▶ _DESCRIPTION OF THE TASK_
Extract every record, keeping each one exactly as it is.

AVAILABLE RECORDS START

PR #868, opened 2022-01-07
Make name of debugging artifact and DB within it configurable

edoardopirovano:
As requested by @esbena and @hvitved for use on DCA.

Adds two new options next to the `debugMode` one to control the name of the debugging artifact uploaded and the name of the database within that artifact. This is needed on DCA because it uses the Action multiple times within one workflow with different SHAs that it is comparing, so without this the debugging artifacts will overwrite each-other. It may also be useful to users who want their debugging artifacts to have more meaningful names.

@robertbrignull This changes the code that calls `codeql database bundle` which is also called by the code that uploads databases to Remote Queries. In the Remote Queries instance of this case, I have passed in just `language` as the name of the DB. This is what was (implicitly) being used before, so I believe this change to be behaviour-preserving from the point of view of Remote Queries. You may want to check it nonetheless.


robertbrignull (commented):
Thanks for the ping. The remote queries changes LGTM.

init/action.yml
```diff
@@ -59,6 +59,16 @@ inputs:
     description: Enable debugging mode. This will result in more output being produced which may be useful when debugging certain issues.
     required: false
     default: 'false'
+  debugArtifactName:
```
esbena, line 62: Should these new names be `kebab-case`?

edoardopirovano: Hmm, indeed that is the convention elsewhere. Let me update it.

src/util.ts
```diff
@@ -559,13 +564,11 @@ export async function codeQlVersionAbove(
...
-  codeql: CodeQL
+  codeql: CodeQL,
+  dbName: string
 ) {
   const databasePath = getCodeQLDatabasePath(config, language);
-  const databaseBundlePath = path.resolve(
-    config.dbLocation,
-    `${databasePath}.zip`
-  );
+  const databaseBundlePath = path.resolve(config.dbLocation, `${dbName}.zip`);
```
aeisenberg, line 571: So, this will now place the bundled db in a different location? I don't _think_ that's a problem, but it is a change and just want to be sure.

edoardopirovano: Indeed, that is correct. I _hope_ there's no code outside the `codeql-action` that is relying on where we happen to put the DB bundles before uploading them to an artifact. I don't think that's a use-case we've ever claimed to support, nor do I think we should be supporting it, so I think it is okay to break.

aeisenberg (approved):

AVAILABLE RECORDS END

▶ _RESULT OF THIS TASK_
PR #868, opened 2022-01-07
Make name of debugging artifact and DB within it configurable

edoardopirovano:
As requested by @esbena and @hvitved for use on DCA.

Adds two new options next to the `debugMode` one to control the name of the debugging artifact uploaded and the name of the database within that artifact. This is needed on DCA because it uses the Action multiple times within one workflow with different SHAs that it is comparing, so without this the debugging artifacts will overwrite each-other. It may also be useful to users who want their debugging artifacts to have more meaningful names.

@robertbrignull This changes the code that calls `codeql database bundle` which is also called by the code that uploads databases to Remote Queries. In the Remote Queries instance of this case, I have passed in just `language` as the name of the DB. This is what was (implicitly) being used before, so I believe this change to be behaviour-preserving from the point of view of Remote Queries. You may want to check it nonetheless.


robertbrignull (commented):
Thanks for the ping. The remote queries changes LGTM.

init/action.yml
```diff
@@ -59,6 +59,16 @@ inputs:
     description: Enable debugging mode. This will result in more output being produced which may be useful when debugging certain issues.
     required: false
     default: 'false'
+  debugArtifactName:
```
esbena, line 62: Should these new names be `kebab-case`?

edoardopirovano: Hmm, indeed that is the convention elsewhere. Let me update it.

src/util.ts
```diff
@@ -559,13 +564,11 @@ export async function codeQlVersionAbove(
...
-  codeql: CodeQL
+  codeql: CodeQL,
+  dbName: string
 ) {
   const databasePath = getCodeQLDatabasePath(config, language);
-  const databaseBundlePath = path.resolve(
-    config.dbLocation,
-    `${databasePath}.zip`
-  );
+  const databaseBundlePath = path.resolve(config.dbLocation, `${dbName}.zip`);
```
aeisenberg, line 571: So, this will now place the bundled db in a different location? I don't _think_ that's a problem, but it is a change and just want to be sure.

edoardopirovano: Indeed, that is correct. I _hope_ there's no code outside the `codeql-action` that is relying on where we happen to put the DB bundles before uploading them to an artifact. I don't think that's a use-case we've ever claimed to support, nor do I think we should be supporting it, so I think it is okay to break.

aeisenberg (approved):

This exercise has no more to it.